▸ WHAT IS REQUIRED:
Each line in the entries below that holds the string "should" must be copied.
=== Begin Enclosure ===
Issue #299, opened 2026-05-02
Android: scaffold Capacitor project; debug build runs on device


johnpooch:
First vertical slice — get the Android shell running on a real device, no auth, no push. Establishes the project structure subsequent issues build on.

## Scope

- Run `npx cap add android` from `packages/web/`, generating `packages/web/android/`.
- Set `applicationId` to `com.diplicity.app` (matching iOS `appId`).
- Wire `versionName` to `package.json` `version` and `versionCode` to a Unix timestamp at build time, mirroring how iOS handles `MARKETING_VERSION` / `CURRENT_PROJECT_VERSION`.
- Generate placeholder app icon assets across required mipmap densities (real assets land in the store-listing issue).
- Add Android-side splash screen assets and `android:` block in `capacitor.config.ts`.
- Audit `AndroidManifest.xml` permissions: `INTERNET`, `ACCESS_NETWORK_STATE`, `POST_NOTIFICATIONS` (Android 13+).

## Acceptance

- `npm run build && npx cap sync android && npx cap run android` launches the app on a physical Android device.
- Splash screen appears, then the React app loads.
- Login and push not expected to work yet.

## Out of scope

Signing, FCM, auth, store assets.

JorenC:
## Missing from scope: Capacitor plugin Android compatibility audit

Before anything else in #299, do a quick pass to confirm every Capacitor plugin used on iOS has a working Android implementation:
- Check `SocialLogin` (used for Google/Apple auth) has Android support
- Check the FCM plugin has Android support
- Check any other plugins in `packages/web/package.json`

Catching blockers here avoids discovering them after signing is set up in later issues.

---

## Missing from scope: Adaptive app icon

"Placeholder mipmap densities" is not sufficient for modern Android. Android 8.0+ requires adaptive icons — a foreground layer + background layer in `mipmap-anydpi-v26/` (XML referencing drawables), not just classic PNG mipmaps. Classic PNGs alone will look wrong (clipped, no rounding) on most current devices. Add the `ic_launcher.xml` adaptive icon definition alongside the density PNGs.

---

## Missing from scope: Physical test device policy

iOS has an explicit rule: always use the physical iPhone, not a simulator. No equivalent is stated for Android. Decide before starting: emulator or physical device? This affects how the acceptance criteria here are validated and what `npx cap run android` targets.

JorenC:
Completed on the `android-app` branch.

[...]

PR #508, opened 2026-05-28
Android: launcher icons, splash screen, notification icon, Play Store listing

### LINKED ISSUE #306: Android: Play Store listing assets and content
Public-facing assets and copy for a Play Store production listing.

## Scope

- Short description (≤80 chars) and full description.
- Phone screenshots (minimum 2, target 4–8). Tablet screenshots optional.
- Feature graphic (1024×500).
- High-res app icon (512×512).
- Content rating questionnaire.
- Target audience and age declaration.
- Category: Games → Strategy.

## Acceptance

- All required listing fields populated in Play Console.
- Listing passes pre-submission validation.

## Depends on

#304 (app must exist in Play Console). Can run in parallel with other technical work after that.

JorenC:
Closes #306

## Notifications
- Notifications now show the channel and game as title. The message says <sender>: <message> so people can see the message content immediately.
- Notifications now have a tap-to-channel and tap-to-game that opens the right game.
Both the above are untested, which is why I need this PR to work first. 

Everything below is Android-specific.

### Branding assets
- Replace default Capacitor launcher icons with the Diplicity helmet icon at all mipmap densities (mdpi–xxxhdpi), including the adaptive icon foreground layer
- Set `ic_launcher_background` colour to `#291b1b` (dark brown) to match the icon
- Replace default Capacitor splash screens with branded dark-background splash at all portrait and landscape drawable densities

### Notification icon
- Add `ic_stat_notification.png` (white-on-transparent helmet silhouette) at xxxhdpi
- Wire it up via Firebase `default_notification_icon` and `default_notification_color` meta-data in `AndroidManifest.xml`

### Play Store listing
- Add `fastlane/metadata/android/en-US/` with title, short description, full description, feature graphic (1024×500), app icon, and phone screenshots
- Update Fastfile to upload metadata and images on release (screenshot upload is gated on `phoneScreenshots/` being populated)


Android.md
```diff
@@ -0,0 +1,199 @@
+# Android Development Learnings
```
johnpooch: Probably should remove this file

johnpooch:
Initial pass — focused on the cross-platform pieces (notification signal, deep-link wiring, auth, Fastlane) rather than re-checking each auto-generated Android scaffold file.

## Significant issues

### 1. `packages/web/.gitignore` got mangled
The old file had no trailing newline, so the diff concatenated `storybook-static` with the new `vendor/bundle` line, producing one useless entry:
```
*storybook.log
storybook-staticvendor/bundle

.bundle/
```
Neither `storybook-static` nor `vendor/bundle` is ignored anymore. Anyone who runs `bundle install` locally will start seeing `vendor/bundle/**` in `git status`. Fix: split into two lines.

### 2. Notification tap handler is only installed while the Profile screen is mounted
The new Effect 5 in `useMessaging.ts` is where both the native `notificationActionPerformed` listener and the web service-worker `message` listener live — but `useMessaging` is only consumed from `screens/Home/Profile.tsx`. Tap-handling therefore only works when Profile is the active screen.

The existing `appUrlOpen` listener for Universal/App Links is correctly installed globally in `App.tsx`. The notification listener should live in the same place. The PR description already flags this area as "untested" — this is likely why.

(The cold-launch case on web happens to work because the service worker's `clients.openWindow(link)` fallback navigates the browser directly. Warm taps and native cold-launch will lose the deep link.)

### 3. Web service-worker `message` listener leaks
`messaging.ts` `onNotificationClick` calls `navigator.serviceWorker.addEventListener("message", …)` with no removal path. `useMessaging` Effect 5's cleanup only removes the *native* listener. Every Profile mount/unmount cycle adds another web listener. Not catastrophic — `setPendingPath` is idempotent — but should match the native path.

### 4. Fastlane `pr_build` publishes to the same `internal` track with `release_status: "completed"`
`pr_build` and `release` share `upload_to_play`, which uses `track: "internal"` and `release_status: "completed"`. Every PR build will create a completed release on the internal testing track, interleaved with main releases (distinguished only by Unix-timestamp versionCode). Likely you want `release_status: "draft"` for `pr_build`, or skip `upload_to_play` entirely.

### 5. Chat notification now includes full message body in the FCM payload
`f"{sender_name}: {instance.body}"` — no truncation. Two things to confirm are intentional: full message text now appears on lock-screen previews regardless of OS preview settings, and long messages will travel in full in the FCM data payload (fine under FCM's 4KB cap, just worth knowing).

## Smaller issues / nits

- `service/notification/tests.py` substring assertion `assert sender_member.user.username not in body.split(": ")[0]` produces false positives if the profile name happens to contain the username (e.g. username `john`, display name `John Doe`). Prefer equality: `assert body.split(": ", 1)[0] != sender_member.user.username`.

- Domain inconsistency. `signals.py` builds links as `https://www.diplicity.com/...`. The rest of the codebase (`service/login/serializers.py`, `email_service/utils.py`) uses `https://diplicity.com` without `www`. Both are in `parseDeepLinkUrl`'s `ALLOWED_HOSTS`, so it works — just pick one. Separately, hard-coding the host means staging/preview deploys will send links pointing at production; consider a setting if that matters.

- PR description says "Notifications now show the channel and game as title." The code sets `title=game.name` only — channel name is no longer in title or body. The final commit ("Use game name as title…") suggests it's intentional; description is stale.

- `channel_id` in the notification `data` payload is now dead weight. Web/native both read `data.link` only. Safe to drop in a follow-up; not a blocker.

- `RELEASE_NOTES.md` only mentions Android push. The richer notification format and tap-to-channel/tap-to-game behavior is cross-platform user-visible (iOS, Android, web) and deserves a bullet.

- `ExampleInstrumentedTest.java` asserts the wrong package name (`com.getcapacitor.app` vs. actual `com.diplicityreact.app`). Auto-generated by `cap add android` and harmless until someone runs instrumented tests, but worth a 1-line fix.

- `styles.xml` relies on `@color/colorPrimary` etc. from the `@capacitor/android` library's bundled `res/values/colors.xml`. No bug today — resource merging picks them up — but a future Capacitor version that removes/renames those defaults would silently regress the theme. Cheap to make explicit by adding an app-local `colors.xml`.

## Scope observation

The PR closes #306 but rolls up #299/#300/#301/#302/#303/#304 plus the cross-platform notification deep-link work — six-ish issues. Reviewing as one unit is harder, and post-merge bisecting is harder. Not asking you to split it now, just flagging.

## What looks good

- `Member.name` correctly handles `user is None` ("Deleted User"), so the `sender.name` simplification is safe.
- `game.phases.last()` is correct given `Phase.Meta.ordering = ["ordinal"]`.
- `parseDeepLinkUrl` already allow-lists `www.diplicity.com`, so backend links resolve cleanly.
- `nativeGoogleAuth.ts` change (only pass `apple` config on iOS) is the right fix for the documented Android-init crash.
- Resource merge means missing app-level `colors.xml` isn't actually a build failure.

Top three to address before merge, in my opinion: the `.gitignore` mangle (#1), the listener placement (#2), and the Fastlane `pr_build` track behavior (#4).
=== End Enclosure ===
▸ ANSWER FOR THIS EXERCISE:
johnpooch: Probably should remove this file
The existing `appUrlOpen` listener for Universal/App Links is correctly installed globally in `App.tsx`. The notification listener should live in the same place. The PR description already flags this area as "untested" — this is likely why.
`messaging.ts` `onNotificationClick` calls `navigator.serviceWorker.addEventListener("message", …)` with no removal path. `useMessaging` Effect 5's cleanup only removes the *native* listener. Every Profile mount/unmount cycle adds another web listener. Not catastrophic — `setPendingPath` is idempotent — but should match the native path.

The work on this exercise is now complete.